# My first pens



## ripjack13 (Feb 18, 2015)

I made a slimline pen with an unknown wood from my stash. I need to work on getting the ends to look better. But it's not bad for the first time...
.

Reactions: Like 12 | Agree 2 | Way Cool 6


----------



## Kevin (Feb 18, 2015)

You'll be knocking 'em out of the park in no time. Nice job.

Reactions: Thank You! 1


----------



## Schroedc (Feb 18, 2015)

But does it write? 

Seriously though, Looks good for a first pen. I don't think my first attempt even made it that far. What did you finish it with?

Reactions: Like 1


----------



## ripjack13 (Feb 18, 2015)

Super glue...

Reactions: Like 1


----------



## Tclem (Feb 18, 2015)

Oh. No another turner

Reactions: Like 1 | Agree 1 | Funny 2


----------



## Kevin (Feb 18, 2015)

ripjack13 said:


> Super glue...



That's makes you sound like a rookie. You're supposed to say . . . 

_I applied a CA finish._

Reactions: Like 1 | Funny 8


----------



## Sprung (Feb 18, 2015)

I was wondering how long it'd be before we saw a pen from you, Marc!

Reactions: Like 1


----------



## ripjack13 (Feb 18, 2015)

Kevin said:


> That's makes you sound like a rookie. You're supposed to say . . .
> 
> _I applied a CA finish._



Yea but....I am a rookie!

Reactions: +Karma 1


----------



## justallan (Feb 18, 2015)

Looks good, Marc. Certainly better than my first few.

Reactions: Thank You! 1


----------



## ripjack13 (Feb 18, 2015)

Dag nabbit....so much for my second one...


----------



## gman2431 (Feb 18, 2015)

Nice first pen! Bummer on the second but I wouldn't be to quick to toss it. Set it aside and one day mess around with filling all the blowout with something. And if it blows up again it's good practice on filling.

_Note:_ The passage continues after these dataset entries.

PR #1960, opened 2020-07-25
feat: rotating multiple elements

### LINKED ISSUE #1168: Allow rotation of multiple elements at once
Now that we have [rotation support](https://github.com/excalidraw/excalidraw/pull/1099) the next nice addition will be allowing us to select multiple elements all at once and be able to rotate them together as a group.

dai-shi:
close #1168 

- [x] implement basic math
- [x] rotate (in addition) already rotated elements (requires not only math, but also a state)
- [x] tweak ui (hide the rotate handle while dragging?)

excal76

### DIFF
--- a/src/components/App.tsx
+++ b/src/components/App.tsx
@@ -205,6 +205,8 @@ type PointerDownState = Readonly<{
     offset: { x: number; y: number };
     // This is determined on the initial pointer down event
     arrowDirection: "origin" | "end";
+    // This is a list of angles of selected elements determined on the initial pointer down event (rotation only)
+    angles: readonly number[];
   };
   hit: {
     // The element the pointer is "hitting", is determined on the initial
@@ -2213,6 +2215,10 @@ class App extends React.Component<ExcalidrawProps, AppState> {
       this.canvas,
       window.devicePixelRatio,
     );
+    const selectedElements = getSelectedElements(
+      globalSceneState.getElements(),
+      this.state,
+    );
 
     return {
       origin,
@@ -2231,6 +2237,7 @@ class App extends React.Component<ExcalidrawProps, AppState> {
         isResizing: false,
         offset: { x: 0, y: 0 },
         arrowDirection: "origin",
+        angles: selectedElements.map((element) => element.angle),
       },
       hit: {
         element: null,
@@ -2709,6 +2716,7 @@ class App extends React.Component<ExcalidrawProps, AppState> {
             getResizeCenterPointKey(event),
             resizeX,
             resizeY,
+            pointerDownState.resize.angles,
           )
         ) {
           return;
--- a/src/components/App.tsx
+++ b/src/components/App.tsx
@@ -205,7 +205,9 @@ type PointerDownState = Readonly<{
     offset: { x: number; y: number };
     // This is determined on the initial pointer down event
     arrowDirection: "origin" | "end";
-    // This is a list of angles of selected elements determined on the initial pointer down event (rotation only)
+    // This is a center point of selected elements determined on the initial pointer down event (for rotation only)
+    center: { x: number; y: number };
+    // This is a list of angles of selected elements determined on the initial pointer down event (for rotation only)
     angles: readonly number[];
   };
   hit: {
@@ -2219,6 +2221,7 @@ class App extends React.Component<ExcalidrawProps, AppState> {
       globalSceneState.getElements(),
       this.state,
     );
+    const [minX, minY, maxX, maxY] = getCommonBounds(selectedElements);
 
     return {
       origin,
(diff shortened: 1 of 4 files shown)


dwelle:
:heart:

The basic idea is good, this is what Figma does. Except they allow to rotate by dragging anywhere immediately outside the bounding box (which is usually the standard), but by hiding the rotation handle we'd effectively end up with the same behavior during rotation.

dwelle:
:bug: rotating groups always resets elements to their initial rotation (or what):

excal_group_rotate_bug

dai-shi:
Yeah, that's what I mean by the second bullet. It needs to remember the original `angle`s of all selected elements at the pointer down.

dai-shi:
OK, I'm done, unless somebody comes up with some other UI tweaks.
@vjeux will like it.

dwelle:
Works perfect :ok_hand:

lipis:
Strange behaviour when you are close to the centre of the selection..

Kapture 2020-07-25 at 21 26 24

ReneCode:
looks great. I think it would be a good idea to:
- remove the bounding-box during the rotation.
or
- also rotate the bounding-box - like it's done on basic elements

dai-shi:
> remove the bounding-box during the rotation.

This should be easy.

> also rotate the bounding-box - like it's done on basic elements

Maybe, this isn't too difficult. Notice the box will be reset when you finish rotating. Isn't it too strange?

dai-shi:
> Strange behaviour when you are close to the centre of the selection

Thanks for the edge case. Fixed.

dai-shi:
Found another issue: Now, we can rotate two-point lines, which is currently not allowed.

dai-shi:
(Ah, I wish `element`s were immutable...

dai-shi:
I didn't expect this was such a hard one. First time rotating two-point lines without `angle` property. The code is ugly. The UI is also a bit ugly with two-point lines. Yeah, we need to hide or rotate the bounding box.

excal77

lipis:
Maybe just a line from the rotating circle to the center?

dai-shi:
That, as well as rotating the box, is an extra work, so let me hide the box and see how it goes.

(The suggestion actually sounds good to me, especially visualizing the center point.)

vjeux:
> hide bounding box and handles while group rotating

This is smart. It is a bit odd that it gets hidden but way better than the previous behavior. I'm happy shipping with this behavior.

cor-rine:
This looks great!  I had had a thought earlier that a default shortcut in most design applications I've used (like Photoshop, Figma, Illustrator) is to select your objects, and then press Ctrl/Cmd + R in order to trigger the rotation UI.

After reviewing your screen captures though, I see that this is not necessary, since it is included as part of the selection UI - and this is also a familiar UI/UX workflow in design tools.

Thank you so very much for your contributions to Excalidraw!  <3

dai-shi:
@cor-rine Thanks.
FWIW, you can try the Preview in [this](https://github.com/excalidraw/excalidraw/pull/1960#issuecomment-663802067) to check the behavior.

kevincannon:
(Followup from Twitter conversation)

A lot of tools do it the way it's implemented with the box changing dynamically. I've always found it a bit jarring personally.

Here's the Google Slides model, which works because they don't show an update in real time, but a preview of the bounding box, which gets recalculated on mouse release. This big trade-off is that the position of the rotate handle move around which is also pretty jarring.


gslides_group_rotate

I was wondering if it might make sense to hide the bounding box as you rotate, but after sketching it out, i'm not so sure.

excalidraw_rotate_concept

dai-shi:
@kevincannon Hey, thanks for your thought. The first one is almost like what I originally thought https://github.com/excalidraw/excalidraw/issues/1168#issuecomment-640362322, which I wasn't happy with in terms of both UI and the implementation. The second one is pretty much like this PR implements now. Would your please try the Preview URL in https://github.com/excalidraw/excalidraw/pull/1960#issuecomment-663802067 ?

dwelle:
I'd maybe hide the individual elements bounding boxes and keep displaying the common bounding box, which would be less jarring. But I'm fine with it as it is.

dai-shi:
> Long-term we'll still want to do something different with the individual bounding boxes

I agree with this,

> maybe hide the individual elements bounding boxes

hence, I'd rather not do this, because it's not the rotation issue.

> keep displaying the common bounding box, which would be less jarring

It might be less jarring, but not very intuitive to show popping (?) box.

> But I'm fine with it as it is.

👍 🚢

dwelle:
Yea, let's ship, we can iterate on the UI later. I'll make the announcement. :heart:

kevincannon:
> @kevincannon Hey, thanks for your thought. The first one is almost like what I originally thought [#1168 (comment)](https://github.com/excalidraw/excalidraw/issues/1168#issuecomment-640362322), which I wasn't happy with in terms of both UI and the implementation. The second one is pretty much like this PR implements now. 

Yea, seems like it's just one of those weird things you can't avoid. It's weird no matter what option you pick 😁

> Would your please try the Preview URL in [#1960 (comment)](https://github.com/excalidraw/excalidraw/pull/1960#issuecomment-663802067) ?

I think that works well given the constraints. Only future suggestion I'd consider is if it makes sense to fade the bounding box during rotation. If you dropped it to 50% or 25% then the eyes would focus on the blocks rotating, without getting distracted by the bounding box.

Reactions: Like 1 | Agree 1


----------



## NYWoodturner (Feb 18, 2015)

Nice work Marc! That second one is only the first of a bunch you will blow out over the years. Whats important is to learn from each one. What caused the blowout? My first pen blowouts were caused by not understanding what a truly sharp chisel was.

Reactions: Agree 5


----------



## Karl_99 (Feb 18, 2015)

Very nice first pen! You should save that to look at in a few months to see how much improvement you make. You will be amazed!
For dry ones like that 2nd one, apply some thin CA on the outside and then continue turning it. I blew up quite a few before I learned that trick...

Reactions: Agree 3


----------



## Sprung (Feb 18, 2015)

Marc, it looks like there wasn't complete glue adhesion between the blank and the tube on the one that blew up. Did you scuff up the brass with some sandpaper and clean with some lacquer thinner before gluing it in? As Scott mentioned - sharp tools (and light cuts.) As Karl mentioned, some CA as you turn can help.

But the biggest thing that has greatly reduced the number of blowouts for me is this: after I trim the ends to be flush with the tube, I dribble a little thin CA on each end of the blank around the tubes. If it all soaks in quickly, I reapply. I find that this fills in any places that the glue of choice may not have fully adhered to, at least on the ends, and also strengthens the ends of the blanks a little bit for turning. You do have to touch up the ends of the blanks a little bit to re-true them after adding the CA, but adding in that extra step greatly decreased how many blew up on me on the lathe.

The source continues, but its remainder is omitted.